### EXERCISE OBJECTIVE
The data below should be repeated exactly and in full.

### DATASET
PR #6718, opened 2026-09-05
chore: upgrade electron 43

nicodh:


packages/e2e-tests/tests/basic-tests.spec.ts
```diff
@@ -480,7 +480,16 @@ test.describe('custom app picker URL', () => {
 
     await page.getByRole('button', { name: 'Attach' }).click()
     await page.getByRole('menuitem', { name: 'App' }).click()
-    await page.getByRole('button', { name: 'Poll' }).first().click()
+    // Narrow down the list first, and then pick the app by its name only:
+    // the accessible name of a list entry also includes the description,
```
WofWca:
```suggestion
    // the name of a list entry also includes the description,
```

Not only "accessible" but in general.

WofWca (approved):
Just an upgrade. Nothing caught my eye in the list of breaking changes https://www.electronjs.org/blog/electron-43-0#breaking-changes.
FreeBSD should still be able to use v42.

Regarding the test: to be clear, the change that fixed the test is `.filter({ has: page.getByText('Poll', { exact: true }) })`. The rest does not affect whether it passes or not.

### SOLVED PROBLEM
PR #6718, opened 2026-09-05
chore: upgrade electron 43

nicodh:


packages/e2e-tests/tests/basic-tests.spec.ts
```diff
@@ -480,7 +480,16 @@ test.describe('custom app picker URL', () => {
 
     await page.getByRole('button', { name: 'Attach' }).click()
     await page.getByRole('menuitem', { name: 'App' }).click()
-    await page.getByRole('button', { name: 'Poll' }).first().click()
+    // Narrow down the list first, and then pick the app by its name only:
+    // the accessible name of a list entry also includes the description,
```
WofWca:
```suggestion
    // the name of a list entry also includes the description,
```

Not only "accessible" but in general.

WofWca (approved):
Just an upgrade. Nothing caught my eye in the list of breaking changes https://www.electronjs.org/blog/electron-43-0#breaking-changes.
FreeBSD should still be able to use v42.

Regarding the test: to be clear, the change that fixed the test is `.filter({ has: page.getByText('Poll', { exact: true }) })`. The rest does not affect whether it passes or not.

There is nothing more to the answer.